2023/11/18 15:30:06 I [idac] accepting connections from upstream
2023/11/18 15:30:06 I [idac] serving internal NativeSSH monitoring service on: idac:2222

How to Rebuild App Gateway Cluster

Rebuilding an App Gateway cluster involves three main steps:

Shutdown the container (requires downtime).
Remove the raft folder (Note: Best practice is to rename the folder rather than remove it, for rollback purposes).
Bring up the container.

Example:

Let's assume we have 4 App Gateways: App GW 1, 2, 3, and 4. All are part of a cluster in the domain *.tenant.ztna.safous.com, where App GW 1 is the leader. We want to decommission App GW 1 and rebuild the cluster so that it consists of only 3 App Gateways.

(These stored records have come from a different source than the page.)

PR #115, opened 2023-04-18
`RegisteredPipeline` class

### LINKED ISSUE #113: `RegisteredPipeline` -- class to support executing remotely from metadata only
_As a registered-pipeline-user, I should be able Just Doi It from a known doi/uuid, without needing import/instantiate the full pipeline object from actual code._

Problem: because plain `Pipeline`s wrap actual steps/functions and functions can't be json-serialized, a plain `Pipeline` can't be constructed from just its registered metadata. 

To solve this, we'll want a new `RegisteredPipeline` class which can be transparently de-/serialized from just the metadata we register (no `pipeline.py`!), which is still always enough to execute remotely with globus compute.

Plain `Pipeline`s will still exist in more or less their current state, but won't be able to execute remotely at all; in contrast `RegisteredPipeline`s won't be able to execute locally (because they're just metadata), only providing remote execution.

# Assumptions:
1. a `RegisteredPipeline` should be constructible from just a doi or uuid, corresponding to a known registered `Pipeline`. 
2. a `RegisteredPipeline` should only be able to execute remotely -- no local execution 
3. a plain Pipeline should only be able to execute locally

# Other notes/considerations
- db operations should be refactored where necessary s.t. they are in terms of `RegisteredPipeline`s only. 
- doi, etc can be optional for `Pipeline` now 
- double check affected tests

# Acceptance Criteria
## Remote execution 
Given: a previously-registered pipeline's DOI/uuid, and its corresponding `db.json` record 
When: initializing a "mere metadata" `RegisteredPipeline` from that record 
Then: I can execute the pipeline remotely without any access to the original pipeline object or code 
## JSON "just works":
contrast with plain `Pipeline`s:
```
In [8]: record = get_local_pipeline_by_uuid(plain_pipeline.uuid)

In [9]: Pipeline(**record)  # Breaks 
---------------------------------------------------------------------------
ValidationError                           Traceback (most recent call last)
Cell In[9], line 1
----> 1 Pipeline(**record)

File ~/Library/Caches/pypoetry/virtualenvs/garden-ai-u6Ad6Oqe-py3.10/lib/python3.10/site-packages/pydantic/dataclasses.py:325, in pydantic.dataclasses._add_pydantic_validation_attributes.new_init()

File ~/Library/Caches/pypoetry/virtualenvs/garden-ai-u6Ad6Oqe-py3.10/lib/python3.10/site-packages/pydantic/dataclasses.py:425, in pydantic.dataclasses._dataclass_validate_values()

ValidationError: 3 validation errors for Pipeline
steps -> 0 -> func
   ... # etc 

In [10]: RegisteredPipeline(**record)
Out[10]: RegisteredPipeline(...) # cool!
```

OwenPriceSkelly:
Closes #113 

## Overview

This PR introduces the `RegisteredPipeline` class, which is strictly metadata so that it can be de-/serialized without losing anything.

Cluster: App GW 1, 2, 3, 4 in *.tenant.ztna.safous.com
Leader: App GW 1
Action: Decommission App GW 1, rebuild the cluster

Steps to Perform on App GW 2, 3, and 4:

Shutdown the container (requires downtime)

cd /etc/cyolo/config
sudo docker-compose down

Rename the raft folder
```
cd /etc/cyolo
mv raft raft-bak
```
Bring up the App Gateways (note: first App GW brought up will become new cluster leader).

App GW 3 (new leader):

cd /etc/cyolo/config
sudo docker-compose up -d

App GW 2

cd /etc/cyolo/config
sudo docker-compose up -d

App GW 4

cd /etc/cyolo/config
sudo docker-compose up -d

Verification
Check the logs to ensure that the new cluster is built, with App GW 3 as the new leader and App GW 2 and 4 joining the new cluster.

docker logs -f config-idac-1

Log output for App GW 3 should show:

2023/11/18 15:28:01 I [ping-cluster] did not detect a cluster ... continuing (reason: failed to call [tcp.ztna.safous.com:443]: EOF)
2023/11/18 15:28:01 I [raft-main] bootstrapping new cluster
2023/11/18 15:28:01 I [raft-app] bootstrapping new cluster
2023/11/18 15:28:01 I [raft-logs] bootstrapping new cluster

2023/11/18 15:30:03 I [raft-app] trying to join a cluster
2023/11/18 15:30:03 I [raft-main] trying to join a cluster
2023/11/18 15:30:03 I [raft-logs] trying to join a cluster
2023/11/18 15:30:03 I [raft-app] joining cluster at index 26
2023/11/18 15:30:03 I [raft-logs] joining cluster at index 10
2023/11/18 15:30:03 I [raft-main] joining cluster at index 71
2023/11/18 15:30:04 I [raft-main] new leader: <idac id of App GW 3>
2023/11/18 15:30:04 I [raft-logs] new leader: <idac id of App GW 3>
2023/11/18 15:30:04 I [raft-app] new leader: <idac id of App GW 3>

2023/11/18 15:30:03 I [raft-app] node <idac id of App GW 2/4> at raft-app-<idac id of App GW 2/4>.<tenant>.ztna.safous.com:443 successfully joined at index=26
2023/11/18 15:30:03 I [raft-logs] node <idac id of App GW 2/4> at raft-logs-<idac id of App GW 2/4>.<tenant>.ztna.safous.com:443 successfully joined at index=10
2023/11/18 15:30:03 I [raft-main] node <idac id of App GW 2/4> at raft-main-<idac id of App GW 2/4>.<tenant>.ztna.safous.com:443 successfully joined at index=71

Log output for App GW 2 and 4 should show:

2023/11/18 15:30:03 I [raft-app] trying to join a cluster
2023/11/18 15:30:03 I [raft-main] trying to join a cluster
2023/11/18 15:30:03 I [raft-logs] trying to join a cluster
2023/11/18 15:30:03 I [raft-app] joining cluster at index 26
2023/11/18 15:30:03 I [raft-logs] joining cluster at index 10
2023/11/18 15:30:03 I [raft-main] joining cluster at index 71
2023/11/18 15:30:04 I [raft-main] new leader: <idac id of App GW 3>
2023/11/18 15:30:04 I [raft-logs] new leader: <idac id of App GW 3>
2023/11/18 15:30:04 I [raft-app] new leader: <idac id of App GW 3>

You now have a new cluster consisting of 3 App Gateways, with App GW 3 as the leader.

Finally, check the Admin Portal (Accounts, Applications, Policies, Configurations) and the User Portal to ensure everything is functioning normally.